Reinforcement Learning (RL) often feels complicated because it mixes neural networks, value functions, planning, and long-term reasoning. When people first read about One-Step Forward–Backward (FB) methods, the idea sounds strange:

How can an agent make one-step decisions and still solve long-term problems?

This post explains the idea simply — especially if you already understand basic deep learning.


The Usual Way RL Works

Traditional RL tries to answer a hard question:

What is the long-term reward if I take this action now?

Algorithms like DQN or actor–critic methods learn a value function:

Q(s, a) = expected future reward

This requires recursive updates (Bellman equations), which can be:

  • unstable
  • hard to train
  • slow for long horizons

So RL often feels heavier than normal deep learning.

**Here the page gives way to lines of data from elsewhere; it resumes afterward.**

PR #370, opened 2025-07-07
Documentation to volume `revisions_to_keep == -1`

alimirjamali:
Also better explanation for `qvm-volume info VMNAME:VOLUMENAME` if `revisions_to_keep == -1`.

Related: https://github.com/QubesOS/qubes-issues/issues/8767

### DIFF
--- a/doc/manpages/qvm-pool.rst
+++ b/doc/manpages/qvm-pool.rst
@@ -68,6 +68,7 @@ drivers
 
 List all known drivers with their options.
 The listed driver options can be used with the ``-o options`` switch.
+See `qvm-volume(1)` manpage for detailed explanation of individual properties.
 
 aliases: d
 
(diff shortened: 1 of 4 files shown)


alimirjamali:
PipelineRetryFailed

alimirjamali:
Review notes: `revisions_to_keep` is not mentioned in `qvm-pool` manpage. It should be decided if the `revisions_to_keep == -1` should be be prettified in the output of `qvm-pool` or not. And should  it be mentioned in its manpage or not.

marmarek:
Yes, definitely should be added to the man page of qvm-pool. As for prettifying there, I'm not sure as some might parse this output (there is no printing single property there).

alimirjamali:
> Yes, definitely should be added to the man page of qvm-pool.

Instead of repeating everything once more in `qvm-pool` manpage, I added reference to `qvm-volume` manpage. Since explanation of other properties (e.g. `ephemeral_volatile`) is also missing from `qvm-pool` manpage. This proper explanations could be easily updated in one place.

marmarek (approved):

The Key Idea of One-Step FB

One-Step FB changes the perspective.

Instead of learning rewards directly, it learns representations that describe:

  • where actions tend to lead (Forward)
  • what goals look like (Backward)

Then action selection becomes simple:

choose action with highest alignment:
F(s, a) · B(g)

Where:

  • F(s, a) = forward embedding
  • B(g) = goal embedding
  • dot product = how reachable the goal is via that action

What “Representations” Actually Mean

A representation is just a learned vector.

In FB:

Forward representation

Represents:

the future possibilities created by taking an action.

It is not a prediction of the next state — it summarizes many possible futures.


Backward representation

Represents:

what kinds of trajectories end at a goal.

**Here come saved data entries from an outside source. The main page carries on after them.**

PR #375, opened 2025-07-16
Fix outdated cache on domain restart to fix audio-vm connection for restarted VMs

twd64:
The AudioVM connection for restarted Qubes was broken after the domain started. After some debugging, I found that the XID was not properly updated in the cache. As a result, the AudioVM daemon attempted to connect to the restarted Qube using the outdated XID.

I'm not certain if this is the appropriate place to address the issue, but clearing the cache resolves the problem.

Please let me know if there's a better way or place to handle this, and I’ll be happy to update the PR accordingly.

### DIFF
--- a/qubesadmin/events/__init__.py
+++ b/qubesadmin/events/__init__.py
@@ -264,7 +264,7 @@ class EventsDispatcher(object):
         elif event in ('domain-pre-start', 'domain-start', 'domain-shutdown',
                        'domain-paused', 'domain-unpaused',
                        'domain-start-failed'):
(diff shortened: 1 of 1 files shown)


marmarek:
There should be `property-reset:xid` event fired on domain start: https://github.com/QubesOS/qubes-core-admin/blob/main/qubes/vm/qubesvm.py#L1462
It should invalidate relevant cache, just a few lines above your change. If that doesn't work, it need investigating why.

twd64:
Thanks for the pointer, my policies were wrong/out of date. It only allowed the domain-* events to my audio qube. Sorry for wasting your time ;).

Think of it as the “signature” of reaching that goal.


Training Intuition

Training uses real transitions from trajectories:

(state, action) → later state (goal)

The model learns:

  • bring F(s,a) closer to goals that truly happen later
  • push away unrelated goals

Over time:

dot product ≈ reachability

The network learns a geometry where closeness means:

easy to reach.


Why One-Step Decisions Still Work

At first this seems impossible.

How can greedy one-step choices solve long tasks?

The answer:

The representations already contain long-term information.

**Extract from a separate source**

PR #387, opened 2025-10-03
Add `qvm-restart`

### LINKED ISSUE #4747: [feature request] qvm-restart
An easy fix for most VM-internal problems is to reboot the VM. Especially with VMs supplying networking, USB-device or similar, this isn't a simple matter of `qvm-shutdown VM --wait && qvm-start VM`. What I'm hoping for is a command that restarts the VM and restores the state as good as possible. That means unplugging everything connected to the VM, unplugging everything the VM is connected to, shutting down (asking weather a kill is in order if that takes too long), rebooting and reconnecting everything.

The agent isn't choosing a short-term action — it's choosing the action whose future direction points most toward the goal.

In other words:

  • long-term reasoning happens during learning
  • decisions become simple at execution time

Deep Learning vs FB

FB uses normal deep learning machinery:

  • neural networks
  • embeddings
  • gradient descent

So why does it feel different?

Because it does not learn outputs.

Normal deep learning

input → prediction

One-Step FB

state + action → future embedding
goal → goal embedding

Behavior emerges from comparing vectors.


How FB Differs from Traditional RL

Traditional RL:

Representation
      ↓
Value Function (critic)
      ↓
Policy

One-Step FB:

Representation
      ↓
Direct action scoring

The representation itself plays the role of the value function.


A Simple Mental Model

Imagine a map where:

  • distance means "number of steps to reach"
  • actions point in directions across this map

The agent simply follows the direction pointing toward the goal.

FB learns this map automatically.


Is FB a Separate Module?

Not really.

The FB model is the RL agent.

During training:

  1. Agent acts using current embeddings
  2. Environment produces new data
  3. Representations update
  4. Policy improves automatically

No extra RL layer is attached afterward.


Why Researchers Like This Direction

Modern RL is shifting toward:

representation first, planning second.

Reasons:

  • more stable training
  • easier reuse across goals
  • stronger generalization
  • simpler decision-time computation

FB fits this trend perfectly.


One-Sentence Summary

One-Step FB turns reinforcement learning into representation learning by teaching a network to encode reachability, then choosing actions whose learned future aligns with the goal.


Final Thought

If classic RL tries to calculate long-term value every step, FB tries to learn a space where long-term value becomes simple geometry.

That shift — from recursion to representation — is why FB feels both familiar (deep learning) and new (RL).